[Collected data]
- - - - -

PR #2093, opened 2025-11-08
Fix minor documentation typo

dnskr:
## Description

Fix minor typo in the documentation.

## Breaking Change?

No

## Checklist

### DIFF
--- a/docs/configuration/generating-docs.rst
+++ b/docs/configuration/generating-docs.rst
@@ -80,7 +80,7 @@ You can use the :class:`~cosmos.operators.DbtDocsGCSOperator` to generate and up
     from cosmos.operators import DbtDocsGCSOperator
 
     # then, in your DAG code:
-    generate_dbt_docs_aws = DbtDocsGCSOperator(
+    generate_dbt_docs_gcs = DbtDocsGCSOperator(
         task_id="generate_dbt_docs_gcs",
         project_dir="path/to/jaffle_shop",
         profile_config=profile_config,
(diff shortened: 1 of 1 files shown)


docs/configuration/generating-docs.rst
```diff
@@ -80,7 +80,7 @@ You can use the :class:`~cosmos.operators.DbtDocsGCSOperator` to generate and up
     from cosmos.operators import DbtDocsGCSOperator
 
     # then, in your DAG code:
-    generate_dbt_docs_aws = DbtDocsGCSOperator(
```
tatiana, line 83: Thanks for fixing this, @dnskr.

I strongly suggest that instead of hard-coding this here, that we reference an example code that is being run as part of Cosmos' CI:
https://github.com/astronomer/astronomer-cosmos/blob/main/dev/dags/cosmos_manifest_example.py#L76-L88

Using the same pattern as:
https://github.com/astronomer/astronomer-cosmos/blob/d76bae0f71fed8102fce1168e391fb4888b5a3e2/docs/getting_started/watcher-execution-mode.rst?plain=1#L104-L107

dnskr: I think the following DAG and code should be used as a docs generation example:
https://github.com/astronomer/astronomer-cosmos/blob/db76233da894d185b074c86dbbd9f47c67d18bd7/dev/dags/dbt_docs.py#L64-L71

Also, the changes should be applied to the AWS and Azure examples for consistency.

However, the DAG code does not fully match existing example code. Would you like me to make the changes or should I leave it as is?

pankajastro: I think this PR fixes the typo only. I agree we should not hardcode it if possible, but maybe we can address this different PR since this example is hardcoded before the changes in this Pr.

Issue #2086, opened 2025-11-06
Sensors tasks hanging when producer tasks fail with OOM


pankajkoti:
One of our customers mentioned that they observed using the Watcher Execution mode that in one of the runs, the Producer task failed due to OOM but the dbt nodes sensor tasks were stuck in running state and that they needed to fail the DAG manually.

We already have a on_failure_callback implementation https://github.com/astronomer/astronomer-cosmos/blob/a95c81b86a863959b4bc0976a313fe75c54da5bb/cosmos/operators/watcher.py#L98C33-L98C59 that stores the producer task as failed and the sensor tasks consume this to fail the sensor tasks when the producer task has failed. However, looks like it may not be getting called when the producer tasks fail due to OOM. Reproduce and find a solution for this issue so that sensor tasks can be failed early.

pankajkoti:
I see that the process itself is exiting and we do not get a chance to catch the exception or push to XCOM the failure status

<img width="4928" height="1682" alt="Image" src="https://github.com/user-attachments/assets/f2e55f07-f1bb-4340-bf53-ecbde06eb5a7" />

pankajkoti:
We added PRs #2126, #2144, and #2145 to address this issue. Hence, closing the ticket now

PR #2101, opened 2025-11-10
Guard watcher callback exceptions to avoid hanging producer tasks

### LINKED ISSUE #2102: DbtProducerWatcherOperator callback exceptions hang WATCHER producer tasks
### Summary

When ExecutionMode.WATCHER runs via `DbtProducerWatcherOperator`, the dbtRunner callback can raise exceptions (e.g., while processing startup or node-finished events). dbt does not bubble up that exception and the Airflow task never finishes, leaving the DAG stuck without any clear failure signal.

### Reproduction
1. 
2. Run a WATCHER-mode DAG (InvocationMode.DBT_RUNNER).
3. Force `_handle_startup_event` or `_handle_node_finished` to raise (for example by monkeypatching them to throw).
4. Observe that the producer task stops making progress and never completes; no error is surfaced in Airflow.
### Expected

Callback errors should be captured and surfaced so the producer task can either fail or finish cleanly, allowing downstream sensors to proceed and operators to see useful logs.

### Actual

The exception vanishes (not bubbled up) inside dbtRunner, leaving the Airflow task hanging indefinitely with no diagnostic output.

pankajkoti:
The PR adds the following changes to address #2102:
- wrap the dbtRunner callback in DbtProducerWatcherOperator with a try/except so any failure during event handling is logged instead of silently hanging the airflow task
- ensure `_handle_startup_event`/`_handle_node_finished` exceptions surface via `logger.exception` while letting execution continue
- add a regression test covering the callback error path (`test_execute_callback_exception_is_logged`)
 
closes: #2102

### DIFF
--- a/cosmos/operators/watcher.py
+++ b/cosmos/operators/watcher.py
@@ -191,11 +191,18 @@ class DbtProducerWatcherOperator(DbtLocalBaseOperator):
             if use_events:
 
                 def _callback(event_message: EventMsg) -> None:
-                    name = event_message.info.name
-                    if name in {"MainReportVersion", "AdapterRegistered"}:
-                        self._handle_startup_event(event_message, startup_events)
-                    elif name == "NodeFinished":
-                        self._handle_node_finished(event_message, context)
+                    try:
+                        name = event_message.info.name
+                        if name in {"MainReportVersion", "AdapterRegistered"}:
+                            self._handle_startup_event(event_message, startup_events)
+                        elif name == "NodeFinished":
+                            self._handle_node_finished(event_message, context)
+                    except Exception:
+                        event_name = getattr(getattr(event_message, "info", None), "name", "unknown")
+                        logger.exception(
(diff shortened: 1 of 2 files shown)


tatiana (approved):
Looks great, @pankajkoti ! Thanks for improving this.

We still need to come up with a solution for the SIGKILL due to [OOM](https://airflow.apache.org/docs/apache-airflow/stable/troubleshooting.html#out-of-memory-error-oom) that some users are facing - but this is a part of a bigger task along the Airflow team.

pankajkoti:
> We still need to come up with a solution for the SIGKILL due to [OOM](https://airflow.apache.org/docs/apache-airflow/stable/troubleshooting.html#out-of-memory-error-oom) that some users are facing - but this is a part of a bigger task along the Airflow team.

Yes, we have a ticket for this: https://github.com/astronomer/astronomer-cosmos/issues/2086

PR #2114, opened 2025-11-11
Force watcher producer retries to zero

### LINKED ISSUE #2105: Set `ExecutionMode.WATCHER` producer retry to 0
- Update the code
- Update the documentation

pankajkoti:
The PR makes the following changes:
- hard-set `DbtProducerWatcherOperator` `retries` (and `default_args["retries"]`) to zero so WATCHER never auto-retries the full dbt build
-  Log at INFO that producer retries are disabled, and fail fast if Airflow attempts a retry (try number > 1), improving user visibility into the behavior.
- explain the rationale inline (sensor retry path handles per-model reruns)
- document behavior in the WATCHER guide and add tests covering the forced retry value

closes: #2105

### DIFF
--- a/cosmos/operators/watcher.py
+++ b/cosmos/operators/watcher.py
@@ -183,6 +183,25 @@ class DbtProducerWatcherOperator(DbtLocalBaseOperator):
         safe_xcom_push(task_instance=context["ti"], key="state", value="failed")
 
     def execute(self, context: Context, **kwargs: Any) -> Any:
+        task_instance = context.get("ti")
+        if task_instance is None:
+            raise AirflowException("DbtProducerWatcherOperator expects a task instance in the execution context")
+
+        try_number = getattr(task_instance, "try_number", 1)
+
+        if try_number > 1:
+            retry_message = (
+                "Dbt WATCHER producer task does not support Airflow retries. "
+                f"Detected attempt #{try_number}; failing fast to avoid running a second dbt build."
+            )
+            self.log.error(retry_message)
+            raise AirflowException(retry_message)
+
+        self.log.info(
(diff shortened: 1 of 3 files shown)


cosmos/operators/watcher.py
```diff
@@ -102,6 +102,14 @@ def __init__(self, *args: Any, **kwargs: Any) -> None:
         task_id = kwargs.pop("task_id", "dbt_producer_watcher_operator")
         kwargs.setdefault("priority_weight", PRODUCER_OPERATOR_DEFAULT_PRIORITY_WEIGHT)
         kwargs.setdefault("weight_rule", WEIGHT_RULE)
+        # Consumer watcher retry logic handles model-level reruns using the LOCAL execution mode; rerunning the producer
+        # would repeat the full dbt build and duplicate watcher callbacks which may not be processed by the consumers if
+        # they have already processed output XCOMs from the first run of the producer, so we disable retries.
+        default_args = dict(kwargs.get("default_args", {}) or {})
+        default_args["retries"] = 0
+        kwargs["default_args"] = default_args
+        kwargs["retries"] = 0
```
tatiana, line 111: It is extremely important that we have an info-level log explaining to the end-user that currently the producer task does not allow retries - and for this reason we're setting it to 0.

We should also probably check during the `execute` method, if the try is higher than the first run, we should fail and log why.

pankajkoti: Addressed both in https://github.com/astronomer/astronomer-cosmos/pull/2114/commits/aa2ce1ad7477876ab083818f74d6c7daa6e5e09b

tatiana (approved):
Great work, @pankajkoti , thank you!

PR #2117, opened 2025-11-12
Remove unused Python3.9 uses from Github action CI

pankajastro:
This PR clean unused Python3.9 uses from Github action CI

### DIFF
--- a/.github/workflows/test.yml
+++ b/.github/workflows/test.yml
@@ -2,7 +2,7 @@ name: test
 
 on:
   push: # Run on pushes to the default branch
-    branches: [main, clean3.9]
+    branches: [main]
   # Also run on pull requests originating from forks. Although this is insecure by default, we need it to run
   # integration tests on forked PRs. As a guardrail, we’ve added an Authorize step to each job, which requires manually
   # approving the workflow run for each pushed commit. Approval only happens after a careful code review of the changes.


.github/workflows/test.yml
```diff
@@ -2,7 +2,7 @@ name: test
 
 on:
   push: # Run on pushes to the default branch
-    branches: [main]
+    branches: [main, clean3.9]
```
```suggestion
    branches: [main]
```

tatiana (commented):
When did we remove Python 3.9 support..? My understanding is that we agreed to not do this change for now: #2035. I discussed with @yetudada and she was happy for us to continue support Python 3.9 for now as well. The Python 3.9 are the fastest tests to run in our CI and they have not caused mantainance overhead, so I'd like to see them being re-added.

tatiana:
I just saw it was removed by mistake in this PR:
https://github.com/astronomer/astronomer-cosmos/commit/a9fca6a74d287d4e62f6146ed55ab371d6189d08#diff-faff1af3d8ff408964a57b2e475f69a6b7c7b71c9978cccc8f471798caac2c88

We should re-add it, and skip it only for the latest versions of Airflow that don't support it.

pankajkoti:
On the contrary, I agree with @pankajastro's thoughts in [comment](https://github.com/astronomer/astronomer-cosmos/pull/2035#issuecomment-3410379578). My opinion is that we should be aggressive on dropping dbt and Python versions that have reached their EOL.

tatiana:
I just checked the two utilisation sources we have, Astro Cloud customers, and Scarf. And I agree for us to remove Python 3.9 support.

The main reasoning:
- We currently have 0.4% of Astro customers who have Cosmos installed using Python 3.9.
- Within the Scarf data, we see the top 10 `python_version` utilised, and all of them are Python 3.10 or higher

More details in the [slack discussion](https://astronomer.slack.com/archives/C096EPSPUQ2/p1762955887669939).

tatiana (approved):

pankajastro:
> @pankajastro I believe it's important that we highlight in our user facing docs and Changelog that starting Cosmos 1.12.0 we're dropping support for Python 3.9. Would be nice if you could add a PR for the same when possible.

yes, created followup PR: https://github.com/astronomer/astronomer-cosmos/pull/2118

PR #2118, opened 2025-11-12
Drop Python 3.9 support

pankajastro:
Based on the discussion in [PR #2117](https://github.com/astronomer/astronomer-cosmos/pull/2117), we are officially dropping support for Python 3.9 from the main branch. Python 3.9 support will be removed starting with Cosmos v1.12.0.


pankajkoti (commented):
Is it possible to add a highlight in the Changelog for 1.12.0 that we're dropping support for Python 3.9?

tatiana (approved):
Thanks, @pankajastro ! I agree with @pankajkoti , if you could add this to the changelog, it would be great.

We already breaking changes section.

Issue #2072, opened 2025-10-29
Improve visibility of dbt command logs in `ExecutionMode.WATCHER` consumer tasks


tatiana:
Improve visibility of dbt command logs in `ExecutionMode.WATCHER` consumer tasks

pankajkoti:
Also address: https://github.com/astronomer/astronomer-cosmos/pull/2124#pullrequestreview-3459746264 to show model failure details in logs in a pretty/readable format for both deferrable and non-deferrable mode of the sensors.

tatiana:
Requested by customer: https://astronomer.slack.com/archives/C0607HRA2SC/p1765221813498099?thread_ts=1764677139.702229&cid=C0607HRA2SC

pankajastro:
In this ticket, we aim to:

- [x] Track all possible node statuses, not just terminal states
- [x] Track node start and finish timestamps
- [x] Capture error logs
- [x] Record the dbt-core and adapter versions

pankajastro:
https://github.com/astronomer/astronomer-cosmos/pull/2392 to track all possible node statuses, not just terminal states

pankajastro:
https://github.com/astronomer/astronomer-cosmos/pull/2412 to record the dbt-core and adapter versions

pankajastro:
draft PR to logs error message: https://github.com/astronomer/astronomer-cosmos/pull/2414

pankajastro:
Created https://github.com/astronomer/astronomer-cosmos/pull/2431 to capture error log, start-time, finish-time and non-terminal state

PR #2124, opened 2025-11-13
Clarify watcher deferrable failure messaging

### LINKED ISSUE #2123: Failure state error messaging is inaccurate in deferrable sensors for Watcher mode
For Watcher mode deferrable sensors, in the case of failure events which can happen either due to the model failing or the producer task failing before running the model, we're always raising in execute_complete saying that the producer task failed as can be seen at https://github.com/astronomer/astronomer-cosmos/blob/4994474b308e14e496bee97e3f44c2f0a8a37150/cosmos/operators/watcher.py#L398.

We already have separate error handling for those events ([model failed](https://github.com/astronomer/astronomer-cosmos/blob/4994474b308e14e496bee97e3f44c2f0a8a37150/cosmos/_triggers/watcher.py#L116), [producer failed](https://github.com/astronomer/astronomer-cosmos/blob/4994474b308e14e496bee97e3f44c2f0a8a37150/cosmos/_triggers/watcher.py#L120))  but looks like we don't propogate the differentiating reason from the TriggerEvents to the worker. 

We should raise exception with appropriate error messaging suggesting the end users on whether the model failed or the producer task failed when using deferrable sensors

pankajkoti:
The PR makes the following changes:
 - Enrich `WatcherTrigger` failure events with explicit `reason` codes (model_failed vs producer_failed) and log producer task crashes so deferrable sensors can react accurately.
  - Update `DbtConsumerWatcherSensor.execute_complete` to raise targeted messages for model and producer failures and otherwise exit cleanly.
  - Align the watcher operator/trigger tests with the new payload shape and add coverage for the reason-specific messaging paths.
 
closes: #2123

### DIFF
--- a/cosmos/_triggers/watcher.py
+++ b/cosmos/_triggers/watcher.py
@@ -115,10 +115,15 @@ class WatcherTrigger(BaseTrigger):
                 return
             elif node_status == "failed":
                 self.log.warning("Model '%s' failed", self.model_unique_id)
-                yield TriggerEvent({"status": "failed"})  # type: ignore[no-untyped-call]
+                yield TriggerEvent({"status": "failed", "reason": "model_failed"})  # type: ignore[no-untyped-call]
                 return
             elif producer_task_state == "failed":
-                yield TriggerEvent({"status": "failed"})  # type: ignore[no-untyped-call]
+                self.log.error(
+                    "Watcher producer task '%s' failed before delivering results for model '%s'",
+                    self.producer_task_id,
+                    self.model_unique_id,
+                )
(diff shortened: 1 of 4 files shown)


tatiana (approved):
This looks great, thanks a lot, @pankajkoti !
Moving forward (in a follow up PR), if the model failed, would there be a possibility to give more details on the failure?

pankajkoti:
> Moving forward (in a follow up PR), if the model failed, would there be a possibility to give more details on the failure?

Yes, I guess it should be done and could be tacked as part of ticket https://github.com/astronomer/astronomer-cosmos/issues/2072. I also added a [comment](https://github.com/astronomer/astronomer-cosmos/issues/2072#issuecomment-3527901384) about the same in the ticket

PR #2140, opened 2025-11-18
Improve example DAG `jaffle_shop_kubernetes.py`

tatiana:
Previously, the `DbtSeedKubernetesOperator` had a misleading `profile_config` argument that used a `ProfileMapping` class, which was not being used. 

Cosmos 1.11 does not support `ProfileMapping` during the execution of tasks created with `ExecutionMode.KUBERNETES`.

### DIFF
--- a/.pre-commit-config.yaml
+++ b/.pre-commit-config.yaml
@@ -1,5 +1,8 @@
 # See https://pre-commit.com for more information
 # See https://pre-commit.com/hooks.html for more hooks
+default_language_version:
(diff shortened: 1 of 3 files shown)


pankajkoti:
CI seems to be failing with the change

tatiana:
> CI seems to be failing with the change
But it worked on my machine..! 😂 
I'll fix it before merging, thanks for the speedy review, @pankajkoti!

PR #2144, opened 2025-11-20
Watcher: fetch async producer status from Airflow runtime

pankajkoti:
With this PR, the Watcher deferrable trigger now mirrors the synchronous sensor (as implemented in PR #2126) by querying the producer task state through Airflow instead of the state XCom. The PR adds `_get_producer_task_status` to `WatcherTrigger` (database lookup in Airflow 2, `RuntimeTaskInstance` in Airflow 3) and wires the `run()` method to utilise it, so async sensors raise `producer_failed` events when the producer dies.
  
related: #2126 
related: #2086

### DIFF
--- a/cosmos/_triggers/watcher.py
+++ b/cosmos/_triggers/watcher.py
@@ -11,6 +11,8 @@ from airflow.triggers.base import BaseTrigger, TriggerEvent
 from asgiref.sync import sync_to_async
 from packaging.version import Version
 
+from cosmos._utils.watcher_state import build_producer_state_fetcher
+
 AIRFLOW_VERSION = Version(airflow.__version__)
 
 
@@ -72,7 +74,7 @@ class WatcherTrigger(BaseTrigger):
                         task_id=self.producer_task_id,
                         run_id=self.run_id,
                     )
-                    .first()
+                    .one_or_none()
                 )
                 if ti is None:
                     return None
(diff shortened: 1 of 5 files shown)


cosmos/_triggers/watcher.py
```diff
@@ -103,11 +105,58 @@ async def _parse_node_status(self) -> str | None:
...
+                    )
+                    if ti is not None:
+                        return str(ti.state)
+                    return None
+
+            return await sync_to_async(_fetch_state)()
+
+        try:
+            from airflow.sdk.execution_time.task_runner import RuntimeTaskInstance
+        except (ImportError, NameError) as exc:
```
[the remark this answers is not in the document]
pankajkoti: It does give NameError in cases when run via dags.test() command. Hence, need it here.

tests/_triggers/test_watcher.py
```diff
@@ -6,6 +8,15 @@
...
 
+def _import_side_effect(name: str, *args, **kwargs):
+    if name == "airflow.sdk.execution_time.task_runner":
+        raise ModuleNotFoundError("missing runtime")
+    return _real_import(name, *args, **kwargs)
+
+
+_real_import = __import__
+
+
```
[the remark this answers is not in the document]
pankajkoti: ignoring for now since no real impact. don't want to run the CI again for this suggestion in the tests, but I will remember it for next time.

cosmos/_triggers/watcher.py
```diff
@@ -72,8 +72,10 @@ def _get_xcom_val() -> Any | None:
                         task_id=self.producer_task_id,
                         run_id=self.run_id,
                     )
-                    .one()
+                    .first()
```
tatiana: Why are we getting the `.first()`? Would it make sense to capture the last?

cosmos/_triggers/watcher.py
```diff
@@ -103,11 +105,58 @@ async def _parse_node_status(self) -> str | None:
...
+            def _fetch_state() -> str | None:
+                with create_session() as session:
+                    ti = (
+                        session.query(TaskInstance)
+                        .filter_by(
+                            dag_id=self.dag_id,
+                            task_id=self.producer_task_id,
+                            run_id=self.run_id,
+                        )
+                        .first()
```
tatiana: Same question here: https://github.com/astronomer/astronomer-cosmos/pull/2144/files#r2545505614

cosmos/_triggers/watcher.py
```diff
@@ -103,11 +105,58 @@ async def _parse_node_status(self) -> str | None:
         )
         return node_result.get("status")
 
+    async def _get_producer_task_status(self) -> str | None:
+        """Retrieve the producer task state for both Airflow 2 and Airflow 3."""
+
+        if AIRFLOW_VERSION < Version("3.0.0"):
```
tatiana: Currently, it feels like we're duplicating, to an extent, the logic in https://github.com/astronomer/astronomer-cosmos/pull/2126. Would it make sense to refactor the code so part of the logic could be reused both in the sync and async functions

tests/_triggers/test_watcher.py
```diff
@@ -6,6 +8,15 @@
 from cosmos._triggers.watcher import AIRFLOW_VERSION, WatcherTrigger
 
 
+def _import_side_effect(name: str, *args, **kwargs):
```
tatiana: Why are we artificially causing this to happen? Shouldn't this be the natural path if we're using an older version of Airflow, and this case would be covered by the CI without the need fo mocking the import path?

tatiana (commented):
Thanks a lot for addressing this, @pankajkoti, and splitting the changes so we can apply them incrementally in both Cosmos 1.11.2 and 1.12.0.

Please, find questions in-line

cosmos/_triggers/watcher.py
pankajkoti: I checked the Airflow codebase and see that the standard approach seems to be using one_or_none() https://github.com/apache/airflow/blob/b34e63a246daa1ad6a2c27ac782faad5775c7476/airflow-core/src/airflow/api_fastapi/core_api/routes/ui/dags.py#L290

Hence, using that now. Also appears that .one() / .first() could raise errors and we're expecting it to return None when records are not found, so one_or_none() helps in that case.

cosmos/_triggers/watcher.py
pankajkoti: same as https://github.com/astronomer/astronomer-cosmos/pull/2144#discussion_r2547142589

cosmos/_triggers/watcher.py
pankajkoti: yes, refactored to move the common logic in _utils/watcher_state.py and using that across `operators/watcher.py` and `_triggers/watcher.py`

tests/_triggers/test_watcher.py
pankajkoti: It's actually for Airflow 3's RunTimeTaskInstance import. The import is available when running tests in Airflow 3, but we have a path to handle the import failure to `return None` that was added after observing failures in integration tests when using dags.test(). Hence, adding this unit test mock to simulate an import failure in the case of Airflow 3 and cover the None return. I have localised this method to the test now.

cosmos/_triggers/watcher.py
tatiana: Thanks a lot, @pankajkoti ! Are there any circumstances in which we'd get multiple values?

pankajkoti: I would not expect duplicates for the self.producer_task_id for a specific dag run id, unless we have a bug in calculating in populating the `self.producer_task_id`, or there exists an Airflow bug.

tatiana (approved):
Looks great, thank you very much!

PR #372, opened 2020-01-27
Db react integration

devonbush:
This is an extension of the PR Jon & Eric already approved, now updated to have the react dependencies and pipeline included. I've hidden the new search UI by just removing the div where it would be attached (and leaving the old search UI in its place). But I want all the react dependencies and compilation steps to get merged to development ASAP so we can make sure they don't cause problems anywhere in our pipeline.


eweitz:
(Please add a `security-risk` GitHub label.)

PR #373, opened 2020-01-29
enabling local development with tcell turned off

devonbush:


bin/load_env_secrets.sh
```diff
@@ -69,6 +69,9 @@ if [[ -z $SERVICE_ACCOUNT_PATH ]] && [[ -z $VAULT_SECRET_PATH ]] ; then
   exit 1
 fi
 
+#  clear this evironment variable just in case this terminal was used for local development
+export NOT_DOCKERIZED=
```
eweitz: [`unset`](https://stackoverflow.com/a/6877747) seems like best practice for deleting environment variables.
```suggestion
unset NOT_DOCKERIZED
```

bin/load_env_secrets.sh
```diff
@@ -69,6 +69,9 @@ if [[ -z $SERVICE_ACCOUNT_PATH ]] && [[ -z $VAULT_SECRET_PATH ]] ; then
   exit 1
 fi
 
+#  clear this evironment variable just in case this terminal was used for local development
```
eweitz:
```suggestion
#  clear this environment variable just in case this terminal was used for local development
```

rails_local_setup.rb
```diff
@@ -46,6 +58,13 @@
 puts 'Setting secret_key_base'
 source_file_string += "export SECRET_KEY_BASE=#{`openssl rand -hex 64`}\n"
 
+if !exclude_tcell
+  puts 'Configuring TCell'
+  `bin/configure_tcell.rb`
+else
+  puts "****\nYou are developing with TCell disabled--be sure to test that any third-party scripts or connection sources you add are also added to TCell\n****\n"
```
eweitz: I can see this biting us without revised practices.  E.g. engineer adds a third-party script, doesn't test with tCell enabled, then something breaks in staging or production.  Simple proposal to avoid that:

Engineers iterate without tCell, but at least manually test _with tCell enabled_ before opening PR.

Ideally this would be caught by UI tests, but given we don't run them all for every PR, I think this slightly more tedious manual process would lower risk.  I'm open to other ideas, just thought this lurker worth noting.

- - - - -

## What the task requires
The answer should be one number, namely how many lines of the entries above include the string "behavior".

## Output for this task
2